- INSTRUCTIONS FOR THE TASK
Repeat the listing beneath this line exactly, keeping every character.

- THE DATA
= = = = =
PR #389, opened 2024-06-03
booking payment endpoint

jeffplays2005:
# Endpoint to create checkout sessions for bookings

Bulk of work done by @jeffplays2005

This endpoint meets the requirements of:
- Validating that the dates are indeed available with regard for if users are already in sessions
- Returning existing sessions
- Serializing data in the correct format for the endpoint in #370 
- Max 10 dates bookable
- Start date min today, max 1 year in future

### Normal Date Range

bookingsendpoint

### Single Friday/Saturday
= = = = =
- ANSWER FOR THE TASK
PR #389, opened 2024-06-03
booking payment endpoint

jeffplays2005:
# Endpoint to create checkout sessions for bookings

Bulk of work done by @jeffplays2005

This endpoint meets the requirements of:
- Validating that the dates are indeed available with regard for if users are already in sessions
- Returning existing sessions
- Serializing data in the correct format for the endpoint in #370 
- Max 10 dates bookable
- Start date min today, max 1 year in future

### Normal Date Range

bookingsendpoint

### Single Friday/Saturday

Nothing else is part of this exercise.